Dynamical Models for the Formation of Elephant Trunks in H II Regions

TL;DR

This study uses hydrodynamical simulations to demonstrate that shadowing effects alone can form elephant trunk structures in H II regions, without requiring gravity or instabilities, highlighting a new formation mechanism.

Contribution

It reveals that shadowing by inhomogeneous gas can produce elephant trunks independently of gravity or instabilities, supported by detailed simulations and analysis.

Findings

Shadowing can form elephant trunks without gravity.

Velocity profiles vary with initial conditions and perspective.
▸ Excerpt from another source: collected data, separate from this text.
PR #1241, opened 2017-04-05
Add method to get service error message if available (like v2)

imshashank:
Had a request from a customer to get a concise message like PHP SDK v2.

This is a simple PR to add a new method `getErrorMessage()`. 

Please review the PR.

@cjyclaire @jeskew

### DIFF
--- a/src/Exception/AwsException.php
+++ b/src/Exception/AwsException.php
@@ -87,7 +87,7 @@ class AwsException extends \RuntimeException
     /**
      * Get the concise error message if any.
      *
-     * @return string
+     * @return string|null
      */
     public function getErrorMessage()
     {
--- a/src/Exception/AwsException.php
+++ b/src/Exception/AwsException.php
@@ -21,6 +21,7 @@ class AwsException extends \RuntimeException
     private $errorCode;
     private $connectionError;
     private $transferInfo;
+    private $errorMessage;
 
     /**
      * @param string           $message Exception message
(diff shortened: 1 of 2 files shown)


src/Exception/AwsException.php
```diff
@@ -81,6 +85,16 @@ public function getCommand()
     }
 
     /**
+     * Get the concise error message if any.
+     *
+     * @return string|null
+     */
+    public function getErrorMessage()
```
jeskew: I think this is too close in spirit to the `getMessage` method this class is inheriting from `\Exception`. A name like `getServiceMessage` (or something similar) would be better, as it would call out why this is different from the regular exception message and why it may or may not be present on an instance of `AwsException`.

tests/Exception/AwsExceptionTest.php
```diff
@@ -55,6 +55,13 @@ public function testProvidesResponse()
         $this->assertSame($response, $e->getResponse());
     }
 
+    public function testProvidesErrorMessage()
+    {
+        $command = new Command('foo');
+        $e = new AwsException('Foo', $command, ['message' => "test error message"]);
+        $this->assertSame("test error message", $e->getErrorMessage());
```
jeskew: Might be overkill, but what you're explicitly fixing is that the concise message is not the same as the `$message` argument passed to the `AwsException` constructor ('Foo' in this case); you could add an assertion that the value returned by the new method is not `'Foo'`.

src/Exception/AwsException.php
mtdowling: Agreed. I suggest `getAwsErrorMessage()` to match the other methods.

imshashank: Thanks for the suggestions. Have changed the method name to `getAwsErrorMessage`

PR #1244, opened 2017-04-06
Update Changelog to include Docs Only Release

imshashank:
Also removed method to fix endpoints.json file as it's no longer needed.

### DIFF
--- a/build/changelog/ChangelogBuilder.php
+++ b/build/changelog/ChangelogBuilder.php
@@ -34,6 +34,11 @@ class ChangelogBuilder
         $this->verbose = isset($params['verbose']) ? $params['verbose'] : false;
     }
 
+    public function isNewService()
+    {
+        return $this->newServiceFlag;
+    }
+
     private function readChangelog()
     {
         $releaseDir = $this->baseDir . '.changes/nextrelease/';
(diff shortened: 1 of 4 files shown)


imshashank:
@cjyclaire @jeskew Can you please quick review this.

build/changelog/ChangelogBuilder.php
```diff
@@ -1,4 +1,5 @@
 <?php
+
```
cjyclaire: Could you remove the extra line?

tests/Build/Changelog/ChangelogBuilderTest.php
```diff
@@ -1,4 +1,5 @@
 <?php
+
```
cjyclaire: Also here?

build/changelog/ChangelogBuilder.php
```diff
@@ -67,9 +67,7 @@ private function cleanJSON($arr)
             if ($x->type == 'NEW_SERVICE') {
```
jeskew: This `for` loop isn't really doing anything anymore. You could just set `$this->newServiceFlag` to `count(array_filter($arr, function($change) { return $change->type === 'NEW_SERVICE'; }) > 0`  and return the array that was passed in.

imshashank: Good suggestion. Implemented this. Thanks

PR #1246, opened 2017-04-11
Fix dangling references

kstich:
Follow up to #1168 to clean up other foreach-by-reference locations.


imshashank:
LGTM :shipit: 

P.S. Please rebase and squash before merge.

PR #1248, opened 2017-04-12
Improve phpdoc for functions

stof:
This uses the new `iterable` pseudo-type to document the argument rather than `mixed`.

While type-hinting it is not an option (it requires PHP 7.1 as min version), using it in the phpdoc is fine (and will make the support better in IDEs supporting PHP 7.1 features as they would understand it).
I also added the phpdoc to document the variadic argument

### DIFF
--- a/src/functions.php
+++ b/src/functions.php
@@ -24,7 +24,7 @@ function constantly($value)
 /**
  * Filters values that do not satisfy the predicate function $pred.
  *
- * @param mixed    $iterable Iterable sequence of data.
+ * @param iterable $iterable Iterable sequence of data.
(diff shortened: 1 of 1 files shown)


kstich:
While making these updates results in buildable documentation, the `iterable` pseudo-type was added in PHP 7.1. Since the SDK is compatible with PHP >= 5.5, this could cause issues for users on versions < 7.1 who don't have `iterable`.

stof:
This is only phpdoc, so it is not affecting their code. IDEs will still understand that `iterable` means `array|\Traversable`.

Issue #1255, opened 2017-04-19
Wrong Queue ARN for FIFO Queues


sleipi:
Hi, 

When I try create a new FIFO Queue in SQS with a Redirve Policy i am getting a issue with the ARN provided from the Dead Letter Queue. 

I'am Using AWS-SDK 3.25.7

```
// create Deadletter Queue
$result = $sqsClient->createQueue([
    'QueueName' => 'foo_dl.fifo',
    'Attributes' => [
        'FifoQueue' => 'true',
        'ContentBasedDeduplication' => 'false'
    ]
]);
$dlurl = $result->get('QueueUrl');
$arn = $sqsClient->getQueueArn($dlurl);
var_dump($arn);
// "arn:aws:sqs:us-east-2:************:foo_dl:fifo"

// this seems to fix the issue
// $arn = str_replace(':fifo', '.fifo', $arn);

// create queue
$result = $sqsClient->createQueue([
    'QueueName' => 'foo.fifo',
    'Attributes' => [
        'FifoQueue' => 'true',
        'ContentBasedDeduplication' => 'false',
        'RedrivePolicy' =>
            '{"deadLetterTargetArn":"' . $arn . '","maxReceiveCount":"10"}'
    ]
]);
```

It seems like the `:fifo` suffix is wrong and need to be an `.fifo`

Kind Regards

kstich:
Hi @sleipi, I've confirmed that this is a reproducible bug and will be working to solve it soon. Thank you for the detailed report!

kstich:
This fix has been merged in and will be built in to our next release, thanks for the report @sleipi!

PR #1256, opened 2017-04-19
Fix SQS' fifo Queue ARN Generation

kstich:
Cope with SQS' .fifo/:fifo ARN inconsistency, with included test.

Fix for #1255

### DIFF
--- a/src/Sqs/SqsClient.php
+++ b/src/Sqs/SqsClient.php
@@ -66,7 +66,7 @@ class SqsClient extends AwsClient
      */
     public function getQueueArn($queueUrl)
     {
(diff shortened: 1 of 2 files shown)


src/Sqs/SqsClient.php
```diff
@@ -66,13 +66,19 @@ public function __construct(array $config)
      */
     public function getQueueArn($queueUrl)
     {
-        return strtr($queueUrl, array(
+        $arn = strtr($queueUrl, array(
```
imshashank: just for clarity can you rename `arn` to `queueArn`

kstich:
@imshashank Completed that minor change.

Cooling effects significantly influence formation and appearance.

Abstract

The formation of pillars of dense gas at the boundaries of H II Regions is investigated with hydrodynamical numerical simulations including ionising radiation from a point source. We show that shadowing of ionising radiation by an inhomogeneous density field is capable of forming so-called elephant trunks (pillars of dense gas as in e.g. M16) without the assistance of self-gravity, or of ionisation front and cooling instabilities. A large simulation of a density field containing randomly generated clumps of gas is shown to naturally generate elephant trunks with certain clump configurations. These configurations are simulated in isolation and analysed in detail to show the formation mechanism and determine possible observational signatures. Pillars formed by the shadowing mechanism are shown to have rather different velocity profiles depending on the initial gas configuration, but asymmetries mean that the profiles also vary significantly with perspective, limiting their ability to discriminate between formation scenarios. Neutral and molecular gas cooling are shown to have a strong effect on these results.